Figure 4. Peripheral mediators of inflammation
Figure 4. Peripheral mediators of inflammation
Tissue damage leads to the release of inflammatory mediators by activated nociceptors or non-neural cells that reside within or infiltrate into the injured area, including mast cells, basophils, platelets, macrophages, neutrophils, endothelial cells, keratinocytes, and fibroblasts. This “inflammatory soup” of signaling molecules includes serotonin, histamine, glutamate, ATP, adenosine, substance P, calcitonin-gene related peptide (CGRP), bradykinin, eicosinoids prostaglandins, thromboxanes, leukotrienes, endocannabinoids, nerve growth factor (NGF), tumor necrosis factor α (TNF-α), interleukin 1β (IL-1β), extracellular proteases, and protons. These factors act directly on the nociceptor by binding to one or more cell surface receptors, including G protein coupled receptors (GPCR), TRP channels, Acid-sensitive ion channels (ASIC), two-pore potassium channels (K2P), and receptor tyrosine kinases (RTK), as depicted on the peripheral nociceptor terminal.
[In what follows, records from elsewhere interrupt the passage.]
PR #4602, opened 2020-11-30
Fix bug in SqlAlchemy migrations

### LINKED ISSUE #4590: Potential bug in SqlAlchemy migrations
I have a production SqlAlchemy database that fails to migrate with `aiida-core==1.5.0`. It starts at revision `118349c10896`, migrates successfully to `bf591f31dd12`, but then fails to migrate to revision `0edcdd5a30f0` with the exception:
```
  File "/home/sph/.virtualenvs/aiida_repo/lib/python3.7/site-packages/sqlalchemy/engine/base.py", line 1278, in _execute_context
    cursor, statement, parameters, context
  File "/home/sph/.virtualenvs/aiida_repo/lib/python3.7/site-packages/sqlalchemy/engine/default.py", line 593, in do_execute
    cursor.execute(statement, parameters)
psycopg2.errors.ObjectInUse: cannot ALTER TABLE "db_dbgroup" because it has pending trigger events


  File "/home/sph/.virtualenvs/aiida_repo/bin/verdi", line 12, in <module>
    sys.exit(verdi())
  File "/home/sph/.virtualenvs/aiida_repo/lib/python3.7/site-packages/click/core.py", line 829, in __call__
  File "/home/sph/.virtualenvs/aiida_repo/lib/python3.7/site-packages/click/core.py", line 782, in main
    rv = self.invoke(ctx)
  File "/home/sph/.virtualenvs/aiida_repo/lib/python3.7/site-packages/click/core.py", line 1259, in invoke
  File "/home/sph/.virtualenvs/aiida_repo/lib/python3.7/site-packages/click/core.py", line 1259, in invoke
  File "/home/sph/.virtualenvs/aiida_repo/lib/python3.7/site-packages/click/core.py", line 1066, in invoke
  File "/home/sph/.virtualenvs/aiida_repo/lib/python3.7/site-packages/click/core.py", line 610, in invoke
  File "/home/sph/code/aiida/env/repo/aiida-core/aiida/cmdline/commands/cmd_database.py", line 43, in database_migrate
    backend.migrate()
  File "/home/sph/code/aiida/env/repo/aiida-core/aiida/orm/implementation/sqlalchemy/backend.py", line 47, in migrate
    self._schema_manager.migrate()
  File "/home/sph/code/aiida/env/repo/aiida-core/aiida/backends/manager.py", line 149, in migrate
    self._migrate_database_version()
  File "/home/sph/code/aiida/env/repo/aiida-core/aiida/backends/sqlalchemy/manager.py", line 151, in _migrate_database_version
    command.upgrade(config, 'head')
  File "/home/sph/.virtualenvs/aiida_repo/lib/python3.7/site-packages/alembic/command.py", line 298, in upgrade
    script.run_env()
  File "/home/sph/.virtualenvs/aiida_repo/lib/python3.7/site-packages/alembic/script/base.py", line 489, in run_env
    util.load_python_file(self.dir, "env.py")
  File "/home/sph/.virtualenvs/aiida_repo/lib/python3.7/site-packages/alembic/util/pyfiles.py", line 98, in load_python_file
    module = load_module_py(module_id, path)
  File "/home/sph/.virtualenvs/aiida_repo/lib/python3.7/site-packages/alembic/util/compat.py", line 184, in load_module_py
    spec.loader.exec_module(module)
  File "<frozen importlib._bootstrap_external>", line 728, in exec_module
  File "<frozen importlib._bootstrap>", line 219, in _call_with_frames_removed
  File "/home/sph/code/aiida/env/repo/aiida-core/aiida/backends/sqlalchemy/migrations/env.py", line 75, in <module>
    run_migrations_online()
  File "/home/sph/code/aiida/env/repo/aiida-core/aiida/backends/sqlalchemy/migrations/env.py", line 68, in run_migrations_online
    context.run_migrations()
  File "<string>", line 8, in run_migrations
  File "/home/sph/.virtualenvs/aiida_repo/lib/python3.7/site-packages/alembic/runtime/environment.py", line 846, in run_migrations
    self.get_context().run_migrations(**kw)
  File "/home/sph/.virtualenvs/aiida_repo/lib/python3.7/site-packages/alembic/runtime/migration.py", line 520, in run_migrations
    step.migration_fn(**kw)
  File "/home/sph/code/aiida/env/repo/aiida-core/aiida/backends/sqlalchemy/migrations/versions/0edcdd5a30f0_dbgroup_extras.py", line 37, in upgrade
    op.alter_column('db_dbgroup', 'extras', nullable=False)
  File "<string>", line 8, in alter_column
  File "<string>", line 3, in alter_column
  File "/home/sph/.virtualenvs/aiida_repo/lib/python3.7/site-packages/alembic/operations/ops.py", line 1779, in alter_column
    return operations.invoke(alt)
  File "/home/sph/.virtualenvs/aiida_repo/lib/python3.7/site-packages/alembic/operations/base.py", line 374, in invoke
    return fn(self, operation)
  File "/home/sph/.virtualenvs/aiida_repo/lib/python3.7/site-packages/alembic/operations/toimpl.py", line 56, in alter_column
    **operation.kw
  File "/home/sph/.virtualenvs/aiida_repo/lib/python3.7/site-packages/alembic/ddl/postgresql.py", line 147, in alter_column
    **kw
  File "/home/sph/.virtualenvs/aiida_repo/lib/python3.7/site-packages/alembic/ddl/impl.py", line 178, in alter_column
    existing_comment=existing_comment,
  File "/home/sph/.virtualenvs/aiida_repo/lib/python3.7/site-packages/alembic/ddl/impl.py", line 140, in _exec
    return conn.execute(construct, *multiparams, **params)
  File "/home/sph/.virtualenvs/aiida_repo/lib/python3.7/site-packages/sqlalchemy/engine/base.py", line 1014, in execute
    return meth(self, multiparams, params)
  File "/home/sph/.virtualenvs/aiida_repo/lib/python3.7/site-packages/sqlalchemy/sql/ddl.py", line 72, in _execute_on_connection
    return connection._execute_ddl(self, multiparams, params)
  File "/home/sph/.virtualenvs/aiida_repo/lib/python3.7/site-packages/sqlalchemy/engine/base.py", line 1076, in _execute_ddl
    compiled,
  File "/home/sph/.virtualenvs/aiida_repo/lib/python3.7/site-packages/sqlalchemy/engine/base.py", line 1318, in _execute_context
    e, statement, parameters, cursor, context
  File "/home/sph/.virtualenvs/aiida_repo/lib/python3.7/site-packages/sqlalchemy/engine/base.py", line 1512, in _handle_dbapi_exception
    sqlalchemy_exception, with_traceback=exc_info[2], from_=e
  File "/home/sph/.virtualenvs/aiida_repo/lib/python3.7/site-packages/sqlalchemy/util/compat.py", line 178, in raise_
    raise exception
  File "/home/sph/.virtualenvs/aiida_repo/lib/python3.7/site-packages/sqlalchemy/engine/base.py", line 1278, in _execute_context
    cursor, statement, parameters, context
  File "/home/sph/.virtualenvs/aiida_repo/lib/python3.7/site-packages/sqlalchemy/engine/default.py", line 593, in do_execute
    cursor.execute(statement, parameters)
sqlalchemy.exc.OperationalError: (psycopg2.errors.ObjectInUse) cannot ALTER TABLE "db_dbgroup" because it has pending trigger events

[SQL: ALTER TABLE db_dbgroup ALTER COLUMN extras SET NOT NULL]
(Background on this error at: http://sqlalche.me/e/13/e3q8)
```

Interestingly, both `bf591f31dd12` and `0edcdd5a30f0` alter the `db_dbgroup` table. The exception suggests that when the second migration comes around, the previous one has not completely finished or at least left unfinished trigger events on the table. This prompted me to try and perform the migrations one-by-one using the command line tool that ships with `aiida-core`:
```
python aiida/backends/sqlalchemy/manage.py upgrade bf591f31dd12
python aiida/backends/sqlalchemy/manage.py upgrade 0edcdd5a30f0
```
and lo and behold, it works.
So I think there is something wrong in the migration, either the way we defined them or a bug in alembic, where the first migration is not properly finished/flushed/whatever before the second one starts. No idea why though.

I tried splitting the revision `0edcdd5a30f0` into two revisions moving the line `op.alter_column('db_dbgroup', 'extras', nullable=False)` to the second revision, however, the exact same exception was thrown. It seems then that the problem has to do with all revisions happening in the same transaction. When we migrate manually one revision at a time, each revision is done in its own separate transaction. However, we set the flag `transaction_per_migration` to `True` when configuring the alembic environment, so that should enforce using a single transaction for each revision. (This actually emulates the behavior of the database migrations which is why we set it.)

sphuber:
Fixes #4590 

### SqlAlchemy: improve the alembic migration code

The code in `aiida.backends.sqlalchemy.manager` is used, among other
things, to control the database migrations. It can be used to get info
like the current revision of the database, current revision of the code
and to actually migrate the database. The migrations are performed
through `alembic`. This library has the somewhat weird approach of
loading the `env.py` file, which then actually calls the migrations.
This file somehow needs to get the configuration of the environment, for
example the connection to the database, and it does so by loading it
from the config that is imported. This config is actually built
dynamically in the `SqlBackendManager`.

The old implementation was correctly building up the configuration
object but was then calling the CLI commands of `alembic` to perform the
various operations, which was unnecessarily complex and inefficient. For
most operations, essentially everything but performing the actual
migrations, one can construct a `MigrationContext` directly, which
allows to inspect the state of the database, for example to get the
current database revision. For anything related to the revisions in the
code, e.g., to get the current head of the code, we can instantiate an
instance of the `ScriptDirectory` which allows one to inspect the
available revisions.

Through these changes, the `env.py` file is no longer loaded everytime,
even when it is not necessary, such as when simply retrieving the
current revision of the database.

### SqlAlchemy: fix bug in `Group` extras migration with revision `0edcddc585917

This migration added the JSONB column `extras` to the `DbGroup` model.
Since this needs to be a non-nullable column, but existing group rows
would have a null value, the migration was implemented by first adding
the column as nullable, after which all rows had their value set to the
default, before making the column non-nullable.

This approach was working when the revision was run by itself in an
isolated way, which is how the unit test is run, and so that passed.
However, as soon as it was run with multiple revisions in a sequence the
migration would fail with the message that the `db_dbgroup` table has
pending event triggers as soon as the final instruction to change the
nullability of the column was executed. The cause for this was never
found.

As an alternative, the migration is adapted to instead create the column
directly as non-nullable, but also provide a server default. This will
also avoid the exception of existing rows with a null value, just as the
original approach, but now when we remove the server default in a second
operation, we no longer hit the problem of the pending trigger events.

### DIFF
--- a/aiida/backends/sqlalchemy/manager.py
+++ b/aiida/backends/sqlalchemy/manager.py
@@ -7,16 +7,9 @@
 # For further information on the license, see the LICENSE.txt file        #
 # For further information please visit http://www.aiida.net               #
 ###########################################################################
-# pylint: disable=import-error,no-name-in-module
 """Utilities and configuration of the SqlAlchemy database schema."""
-
 import os
 import contextlib
-
-from alembic import command
-from alembic.config import Config
-from alembic.runtime.environment import EnvironmentContext
-from alembic.script import ScriptDirectory
 
 from sqlalchemy.orm.exc import NoResultFound
 
@@ -24,7 +17,6 @@ from aiida.backends.sqlalchemy import get_scoped_session
 from aiida.common import NotExistent
 from ..manager import BackendManager, SettingsManager, Setting
 
-ALEMBIC_FILENAME = 'alembic.ini'
 ALEMBIC_REL_PATH = 'migrations'
 
 # The database schema version required to perform schema reset for a given code schema generation
@@ -37,18 +29,44 @@ class SqlaBackendManager(BackendManager):
     @staticmethod
     @contextlib.contextmanager
     def alembic_config():
-        """Context manager to return an instance of an Alembic configuration with the current connection inserted.
+        """Context manager to return an instance of an Alembic configuration.
 
-        :return: instance of :py:class:`alembic.config.Config`
+        The current database connection is added in the `attributes` property, through which it can then also be
+        retrieved, also in the `env.py` file, which is run when the database is migrated.
         """
         from . import ENGINE
+        from alembic.config import Config
 
         with ENGINE.begin() as connection:
             dir_path = os.path.dirname(os.path.realpath(__file__))
-            config = Config(os.path.join(dir_path, ALEMBIC_FILENAME))
+            config = Config()
             config.set_main_option('script_location', os.path.join(dir_path, ALEMBIC_REL_PATH))
             config.attributes['connection'] = connection  # pylint: disable=unsupported-assignment-operation
             yield config
+
+    @contextlib.contextmanager
+    def alembic_script(self):
+        """Context manager to return an instance of an Alembic `ScriptDirectory`."""
+        from alembic.script import ScriptDirectory
+
+        with self.alembic_config() as config:
+            yield ScriptDirectory.from_config(config)
+
+    @contextlib.contextmanager
+    def migration_context(self):
+        """Context manager to return an instance of an Alembic migration context.
+
+        This migration context will have been configured with the current database connection, which allows this context
+        to be used to inspect the contents of the database, such as the current revision.
+        """
+        from alembic.runtime.environment import EnvironmentContext
+        from alembic.script import ScriptDirectory
+
+        with self.alembic_config() as config:
+            script = ScriptDirectory.from_config(config)
+            with EnvironmentContext(config, script) as context:
+                context.configure(context.config.attributes['connection'])
+                yield context.get_context()
 
     def get_settings_manager(self):
         """Return an instance of the `SettingsManager`.
@@ -80,29 +98,13 @@ class SqlaBackendManager(BackendManager):
 
         :return: boolean, True if the database schema version is ahead of the code schema version.
         """
-        from alembic.util import CommandError
-
-        # In the case of SqlAlchemy, if the database revision is ahead of the code, that means the revision stored in
-        # the database is not even present in the code base. Therefore we cannot locate it in the revision graph and
-        # determine whether it is ahead of the current code head. We simply try to get the revision and if it does not
-        # exist it means it is ahead.
-        with self.alembic_config() as config:
-            try:
-                script = ScriptDirectory.from_config(config)
-                script.get_revision(self.get_schema_version_database())
-            except CommandError:
-                # Raised when the revision of the database is not present in the revision graph.
-                return True
-            else:
-                return False
+        with self.alembic_script() as script:
+            return self.get_schema_version_database() not in [entry.revision for entry in script.walk_revisions()]
 
     def get_schema_version_code(self):
         """Return the code schema version."""
-        with self.alembic_config() as config:
-            script = ScriptDirectory.from_config(config)
-            schema_version_code = script.get_current_head()
-
-        return schema_version_code
+        with self.alembic_script() as script:
+            return script.get_current_head()
 
     def get_schema_version_reset(self, schema_generation_code):
         """Return schema version the database should have to be able to automatically reset to code schema generation.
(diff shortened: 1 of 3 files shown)


sphuber:
Thinking about this, I think we need to release this as `v1.5.1` and so not merge into `develop`. @giovannipizzi it would still be good to review and then I can start to prepare the `release/1.5.1` branch

giovannipizzi (approved):
This seems all very good to me - even if of course something might always slip, alembic is a big beast :-D 

Anyway, I think there might be a simple explanation for the other issue we were seeing - I think PSQL has to build a table of constraints when you put them, and to avoid blocking it will do it "in the background" while you continue operation.
Of course, if you have to use that contraint check, it will fail with the error you see.
There are ways to tell PSQL "Please create all pending constraint tables and then continue", and one could put this between the transactions, but probably this is a better approach.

Figure 5. Spinal cord (central) sensitization
Figure 5. Spinal cord (central) sensitization
1. Glutamate/NMDA receptor-mediated sensitization. Following intense stimulation or persistent injury, activated C and Aδ nociceptors release a variety of neurotransmitters including dlutamate, substance P, calcitonin-gene related peptide (CGRP), and ATP, onto output neurons in lamina I of the superficial dorsal horn (red). As a consequence, normally silent NMDA glutamate receptors located in the postsynaptic neuron can now signal, increase intracellular calcium, and activate a host of calcium dependent signaling pathways and second messengers including mitogen-activated protein kinase (MAPK), protein kinase C (PKC), protein kinase A (PKA) and Src. This cascade of events will increase the excitability of the output neuron and facilitate the transmission of pain messages to the brain. 2. Disinhibition. Under normal circumstances, inhibitory interneurons (blue) continuously release GABA and/or glycine (Gly) to decrease the excitability of lamina I output neurons and modulate pain transmission (inhibitory tone). However, in the setting of injury, this inhibition can be lost, resulting in hyperalgesia. Additionally, disinhibition can enable non-nociceptive myelinated Aβ primary afferents to engage the pain transmission circuitry such that normally innocuous stimuli are now perceived as painful. This occurs, in part, through the disinhibition of excitatory PKCγ expressing interneurons in inner lamina II. 3. Microglial activation. Peripheral nerve injury promotes release of ATP and the chemokine fractalkine that will stimulate microglial cells. In particular, activation of purinergic, CX3CR1, and Toll-like receptors on microglia (purple) results in the release of brain-derived neurotrophic factor (BDNF), which through activation of TrkB receptors expressed by lamina I output neurons, promotes increased excitability and enhanced pain in response to both noxious and innocuous stimulation (that is, hyperalgesia and allodynia). Activated microglia also release a host of cytokines, such as tumor necrosis factor α (TNFα), interleukin-1β and 6 (IL-1β, IL-6), and other factors that contribute to central sensitization.